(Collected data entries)
────────

PR #2360, opened 2020-11-17
GROW-313 swashie appeal banner

ryan-ludwig:


src/components/WwwFrame/PromotionalBanner/GlobalPromotionalBannerContentful.vue
```diff
@@ -5,13 +5,8 @@
...
 		/>
-		<appeal-banner
-			v-if="showAppeal"
-			:appeal-banner-content="appealBannerContent.fields"
-		/>
-		<appeal-banner-15
-			v-if="show15YearAppeal"
-			:cta-link="appeal15link"
+		<appeal-banner-swashie-container
+			v-if="customAppealEnabled"
```
mcstover, line 9: Please promote this new swashie face banner to be the defacto "Appeal Banner" both here and in Contentful. The "Custom Appeal" type should be for more one-off endeavors such as the Kiva 15.

src/components/WwwFrame/PromotionalBanner/Banners/AppealBanner/AppealBannerSwashieContainer.vue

────────

### Work item
After going through the entries, say how many lines contain the string "WwwFrame". Nothing else belongs in the reply.

### Problem solution
2